When the Mews point to high relapse rates and certain other orthodontic shortcomings — like the way braces can damage dental roots — they stand on solid ground. But they are also quick to step onto much shakier territory, particularly in their beliefs about beauty standards. Both John and Mike have spoken extensively on their theories about the facial angles and symmetries they consider most aesthetically pleasing. They do not believe beauty is culturally determined, instead proposing that all humans have an inborn preference for wide, forward-grown faces.

Over the past several years, the Mews have begun posting videos that emphasise a new claim, which they believe is among the most serious medical discoveries in history: Forward facial growth, they say, can increase the size of the upper airway, preventing sleep apnea and its deadly secondary afflictions.

People thought he could magically fix their jaws, he said, but “I’m no more than a personal trainer.” They had to be motivated to achieve health and beauty for themselves. If someone didn’t comply, Mike would know: The Biobloc device has a data-collecting heat sensor that lets him see, on a computer chart, how many hours his patients spend wearing it.

This emphasis on compliance irks the Mews’ critics almost more than anything else, because it allows them to blame their patients for any failures, while taking credit for all successes.

Leaving [the Mews home] that [final] evening in the waning springtime light, I already knew how I felt about some of the Mews’ claims — John’s absurd belief, for instance, that unattractive criminals are less likely to reoffend if their faces are made more beautiful. But in the weeks that followed, I experienced a swift, overwhelming change in vision — the kind the Mews’ patients and viewers described undergoing.
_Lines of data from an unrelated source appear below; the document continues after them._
PR #3432, opened 2024-03-21
decomp3: more engine files, `get-texture` macro, use `print` method in autogenerated inspect, fix bitfield float print

Hat-Kid:
- `fma-sphere`
- `prim-beam-h`
- `cam-start`
- `ragdoll`
- `light-trails-h`
- `light-trails`
- `menu`
- `water`
- `water-flow`
- `hud`
- `hud-classes`
- `progress`
- `progress-draw`

---

The `get-texture` macro replaces calls to `lookup-texture-by-id` and `lookup-texture-by-id-fast`. The `defpart` macro detection was modified to print a pair like `(texture-name tpage-name)` for the texture field that gets turned into a `texture-id` constant. Only used in Jak 3 at the moment, I'll probably go through the other games at a later point.


goalc/compiler/compilation/Type.cpp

Suddenly, all around me, people with tiny jaws appeared, their chins merging with their necks, their lips hanging open unconsciously as they read a book in a cafe or stared out the window on the bus. Long faces, tired eyes, crooked smiles. It began to feel as if the Mews might be right on this single but essential point, if on nothing else.
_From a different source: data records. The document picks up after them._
PR #3434, opened 2024-03-24
decomp drawable, main

water111:


decompiler/config/jak3/all-types.gc
```diff
@@ -100,7 +100,7 @@
 (define-extern file-stream-write (function file-stream pointer uint uint))
 (define-extern file-stream-close (function file-stream file-stream))
 (define-extern new-dynamic-structure (function symbol type int structure))
-(define-extern kernel-shutdown (function none))
+(define-extern kernel-shutdown (function int none))
```
Hat-Kid, line 103: I added a `runtime-exit-status` enum in Jak 2's `kernel-defs.gc` (matches the one in the kernel) that could be used here.

water111: unfortunately, ND has added an `int` here and made up their own meaning... but it's for the movie stuff so we can just ignore it. I'll add the enum.

PR #3449, opened 2024-04-05
[goal] Support loop unrolling with :unroll factor

Brent-Hickey:
Not sure if this will actually be useful but thought it'd be cool to support

Supports optional [loop unrolling ](https://en.wikipedia.org/wiki/Loop_unrolling#:~:text=Loop%20unrolling%2C%20also%20known%20as,known%20as%20space%E2%80%93time%20tradeoff.) with :unroll factor
Supports (_ x) syntax to unroll without binding and incrementing a variable when fully unrolled. Otherwise uses gensym var to iterate.

Could add to countdown as well

Examples:
``` lisp
 (dotimes (_ 4) :unroll 4
    (print "hi")
  )

(begin (print "hi") (print "hi") (print "hi") (print "hi"))
```
(unchanged)
``` lisp
(dotimes (i 4)
    (format #t "i: ~D~%" i)
  )

((lambda :immediate #t (i) (while (< i 4)
                             :label #f
                             (block continue (format #t "i: ~D~%" i) (1+! i))
                             )
         )
 0
 )
```

``` lisp
(dotimes (_ 4) :unroll 2
    (print "hi")
  )

((lambda :immediate
   #t
   (gensym20077)
   (while (< gensym20077 4)
     :label #f
     (block continue (print "hi") (1+! gensym20077) (print "hi") (1+! gensym20077))
     )
   )
 0
 )
```

``` lisp
(dotimes (i 4) :unroll 4
    (format #t "i: ~D~%" i)
  )

((lambda :immediate
   #t
   (i)
   (format #t "i: ~D~%" i)
   (1+! i)
   (format #t "i: ~D~%" i)
   (1+! i)
   (format #t "i: ~D~%" i)
   (1+! i)
   (format #t "i: ~D~%" i)
   (1+! i)
   )
 0
 )
```

### DIFF
--- a/goal_src/goal-lib.gc
+++ b/goal_src/goal-lib.gc
@@ -372,19 +372,89 @@
   )
 )
 
-(defmacro dotimes (var &key (label #f) &rest body)
-  "Loop like for (int i = 0; i < end; i++)
-   var is a list made up of a variable to bind the amount to (second item), and the remaining forms are evaluated after the loop is finished."
-  (let ((continue-label (string->symbol (if label (string-append (symbol->string label) "-continue") "continue"))))
-    `(let (( ,(first var) 0))
-      (while (< ,(first var) ,(second var)) :label ,label
-              (block ,continue-label
-                ,@(if (null? body) (list `(return-from ,continue-label #f)) body)
-              )
-              (1+! ,(first var))
-              )
-      ,@(cddr var)
+(defmacro dotimes (var &key (label #f) &key (unroll 1) &rest body)
+  "Loop like for (int i = 0; i < end, i++)
+   var is a list made up of a variable to bind the amount to (second item), and the remaining forms are evaluated after the loop is finished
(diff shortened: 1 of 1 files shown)


goal_src/goal-lib.gc
```diff
@@ -376,19 +376,89 @@
...
+       )
+
+    (when (and (integer? limit)
+               (> unroll limit)
+           )
+      (error ":unroll factor must be <= the loop limit.")
+    )
+    (when (< unroll 1)
+      (error ":unroll factor must be >= 1.")
+    )
```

Orthodontists’ unwillingness to engage with this claim — that industrialised life was shifting our teeth and reshaping our jaws — showed, at the very least, a confounding lack of curiosity about the causes of the problem they were looking at. If the Mews were right, then the implications were sweeping: Orthodontists had made billions treating patients for a problem that could have been prevented all along.

But I wasn’t sure if I trusted my eyes or not, and I wanted a second opinion. I decided to make a visit of my own. On a Friday in August, I met with an anthropologist named Janet Monge in a ground-floor classroom at the Penn Museum in Philadelphia, which has one of the world’s largest and most geographically diverse collections of ancient skulls, housed at the University of Pennsylvania.
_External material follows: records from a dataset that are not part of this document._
PR #3452, opened 2024-04-06
Add fall back condition

Zedb0T:


Zedb0T:
https://github.com/open-goal/jak-project/blob/69c628dd74ca96fa10cd8e3dce5c7d08021ee5dc/goal_src/jak1/pc/progress-pc.gc#L867-L880

Its probably better to just move `(set! (-> *options-remap* (progress-screen graphic-settings)) *graphic-options-pc*)` to line 867 before the let right? Since we don't need to display different menus conditionally anymore?

xTVaser (approved):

The Morton specimens sat in cases all around, peering out at us with enormous, empty sockets and gleaming teeth. In a plastic container, Monge had placed skulls from the Middle East, West Africa, Eastern Europe and beyond. When I asked her if she’d ever seen an ancient specimen with crooked teeth, she didn’t hesitate: “No, not one. Ever.” Most of the skulls in the Penn collection date from a 40,000-year period starting late in the Stone Age and ending around 300 years ago, yet “they all have an edge-to-edge bite,” “robust” jaws and “perfect” occlusion, Monge said.

But then, in specimens from people who lived two centuries ago or less, Monge noted a striking change: The edge-to-edge bite completely disappears, and malocclusion suddenly runs rampant. She pointed to a skull on a nearby shelf — that of a woman who lived in 19th-century North America. Unlike the ancient skulls, this postindustrial woman’s maxilla was crinkled and small; the teeth that remained sat crammed together. “I always told my students, ‘Something happened 200 years ago and nobody has an edge-to-edge bite anymore — and I have no freaking idea why,’” Monge said.

She took the skull of a preindustrial Siberian man out of her container and clicked the mandible into place. The bone was thick; the teeth met so neatly that they appeared pulled from an Invisalign ad. Monge laughed, her open mouth revealing a pair of missing molars. She cradled the skull in her hand. “Isn’t that just perfect?”